**What the task asks**
How many lines in the records below contain the word "retrospect"? Answer with the number only.
################
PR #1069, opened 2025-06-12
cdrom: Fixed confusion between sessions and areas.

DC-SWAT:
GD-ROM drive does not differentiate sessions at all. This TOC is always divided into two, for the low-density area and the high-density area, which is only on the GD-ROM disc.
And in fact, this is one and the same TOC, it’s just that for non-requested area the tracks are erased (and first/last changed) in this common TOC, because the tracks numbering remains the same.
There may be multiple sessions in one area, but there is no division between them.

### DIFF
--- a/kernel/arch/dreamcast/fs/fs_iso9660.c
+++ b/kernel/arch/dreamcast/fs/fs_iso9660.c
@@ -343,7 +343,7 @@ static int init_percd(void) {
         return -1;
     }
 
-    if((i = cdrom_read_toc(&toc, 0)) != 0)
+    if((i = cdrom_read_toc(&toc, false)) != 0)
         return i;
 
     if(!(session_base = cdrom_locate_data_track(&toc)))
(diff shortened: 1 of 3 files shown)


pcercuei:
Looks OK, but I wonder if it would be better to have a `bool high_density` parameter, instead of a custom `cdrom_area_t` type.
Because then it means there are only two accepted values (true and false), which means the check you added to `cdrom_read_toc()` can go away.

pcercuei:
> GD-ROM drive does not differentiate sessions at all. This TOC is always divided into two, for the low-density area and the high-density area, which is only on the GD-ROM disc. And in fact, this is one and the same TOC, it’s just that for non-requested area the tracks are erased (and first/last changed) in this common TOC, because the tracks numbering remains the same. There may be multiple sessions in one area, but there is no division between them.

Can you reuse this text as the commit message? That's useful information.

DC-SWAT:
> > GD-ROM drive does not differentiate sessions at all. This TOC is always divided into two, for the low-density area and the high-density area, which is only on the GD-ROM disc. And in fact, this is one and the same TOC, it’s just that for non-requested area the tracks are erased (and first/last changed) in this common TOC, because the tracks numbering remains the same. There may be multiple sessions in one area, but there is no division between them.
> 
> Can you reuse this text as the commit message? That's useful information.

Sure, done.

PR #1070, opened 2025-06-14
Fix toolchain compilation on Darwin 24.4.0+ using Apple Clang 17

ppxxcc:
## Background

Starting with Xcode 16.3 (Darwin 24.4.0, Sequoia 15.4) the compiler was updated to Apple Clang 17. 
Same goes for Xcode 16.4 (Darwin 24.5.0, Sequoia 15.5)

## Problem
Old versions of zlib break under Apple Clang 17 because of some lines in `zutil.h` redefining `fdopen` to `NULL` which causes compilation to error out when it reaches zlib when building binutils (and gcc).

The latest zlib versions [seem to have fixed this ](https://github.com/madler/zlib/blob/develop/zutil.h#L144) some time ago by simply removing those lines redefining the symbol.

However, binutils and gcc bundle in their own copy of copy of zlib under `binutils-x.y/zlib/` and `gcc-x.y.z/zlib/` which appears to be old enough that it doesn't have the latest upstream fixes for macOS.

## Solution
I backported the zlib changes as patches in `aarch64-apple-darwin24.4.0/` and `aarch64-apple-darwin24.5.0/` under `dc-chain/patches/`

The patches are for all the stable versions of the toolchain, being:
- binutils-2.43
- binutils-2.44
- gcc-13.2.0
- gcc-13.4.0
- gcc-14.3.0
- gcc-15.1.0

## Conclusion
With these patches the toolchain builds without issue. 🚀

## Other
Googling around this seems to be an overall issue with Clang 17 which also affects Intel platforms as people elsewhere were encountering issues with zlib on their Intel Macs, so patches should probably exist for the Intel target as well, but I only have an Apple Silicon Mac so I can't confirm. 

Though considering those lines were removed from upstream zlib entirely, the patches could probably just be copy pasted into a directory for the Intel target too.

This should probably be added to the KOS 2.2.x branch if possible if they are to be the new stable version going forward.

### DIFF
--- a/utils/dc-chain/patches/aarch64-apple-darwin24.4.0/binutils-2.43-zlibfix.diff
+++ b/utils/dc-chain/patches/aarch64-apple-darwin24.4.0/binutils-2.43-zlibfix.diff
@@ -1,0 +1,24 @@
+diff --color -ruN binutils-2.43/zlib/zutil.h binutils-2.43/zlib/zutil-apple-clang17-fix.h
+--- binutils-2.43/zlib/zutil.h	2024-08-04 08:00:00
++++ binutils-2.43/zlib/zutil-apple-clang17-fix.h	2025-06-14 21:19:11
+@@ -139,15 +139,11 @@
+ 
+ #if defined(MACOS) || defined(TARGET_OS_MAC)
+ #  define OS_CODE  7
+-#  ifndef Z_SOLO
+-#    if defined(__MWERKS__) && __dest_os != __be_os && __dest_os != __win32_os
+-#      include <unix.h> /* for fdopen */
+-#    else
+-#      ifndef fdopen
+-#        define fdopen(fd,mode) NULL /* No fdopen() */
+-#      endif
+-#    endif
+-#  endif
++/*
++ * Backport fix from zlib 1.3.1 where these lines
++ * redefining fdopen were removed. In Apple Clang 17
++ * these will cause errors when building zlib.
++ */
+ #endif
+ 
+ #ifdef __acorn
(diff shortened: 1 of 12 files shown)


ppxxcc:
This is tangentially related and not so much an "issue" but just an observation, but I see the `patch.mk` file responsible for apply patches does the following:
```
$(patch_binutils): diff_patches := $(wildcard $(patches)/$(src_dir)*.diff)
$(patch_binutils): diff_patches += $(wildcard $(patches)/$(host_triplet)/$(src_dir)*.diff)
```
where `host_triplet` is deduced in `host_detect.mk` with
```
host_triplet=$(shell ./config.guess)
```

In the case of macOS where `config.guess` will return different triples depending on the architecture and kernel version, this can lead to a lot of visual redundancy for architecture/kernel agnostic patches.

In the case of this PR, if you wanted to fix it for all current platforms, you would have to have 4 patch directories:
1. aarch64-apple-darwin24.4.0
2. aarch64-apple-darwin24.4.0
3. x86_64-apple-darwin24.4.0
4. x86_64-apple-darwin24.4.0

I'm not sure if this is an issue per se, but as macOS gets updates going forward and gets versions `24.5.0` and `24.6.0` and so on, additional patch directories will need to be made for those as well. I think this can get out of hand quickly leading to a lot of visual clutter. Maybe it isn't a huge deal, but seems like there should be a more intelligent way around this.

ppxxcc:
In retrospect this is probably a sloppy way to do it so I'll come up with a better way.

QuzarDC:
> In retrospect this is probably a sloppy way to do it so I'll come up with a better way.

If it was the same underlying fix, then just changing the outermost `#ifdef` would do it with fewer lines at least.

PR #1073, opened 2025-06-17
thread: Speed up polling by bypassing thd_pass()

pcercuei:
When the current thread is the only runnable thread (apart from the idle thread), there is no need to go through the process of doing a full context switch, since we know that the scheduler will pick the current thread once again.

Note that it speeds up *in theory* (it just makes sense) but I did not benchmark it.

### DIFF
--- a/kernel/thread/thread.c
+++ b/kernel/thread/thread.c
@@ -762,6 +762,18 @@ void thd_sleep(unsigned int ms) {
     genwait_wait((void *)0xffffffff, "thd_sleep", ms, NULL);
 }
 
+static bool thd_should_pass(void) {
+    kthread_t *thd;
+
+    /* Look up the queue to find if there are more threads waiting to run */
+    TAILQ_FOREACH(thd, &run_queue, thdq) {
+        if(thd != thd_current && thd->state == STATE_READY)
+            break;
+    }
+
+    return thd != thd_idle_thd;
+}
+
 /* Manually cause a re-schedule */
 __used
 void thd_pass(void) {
################
**Solved problem**
2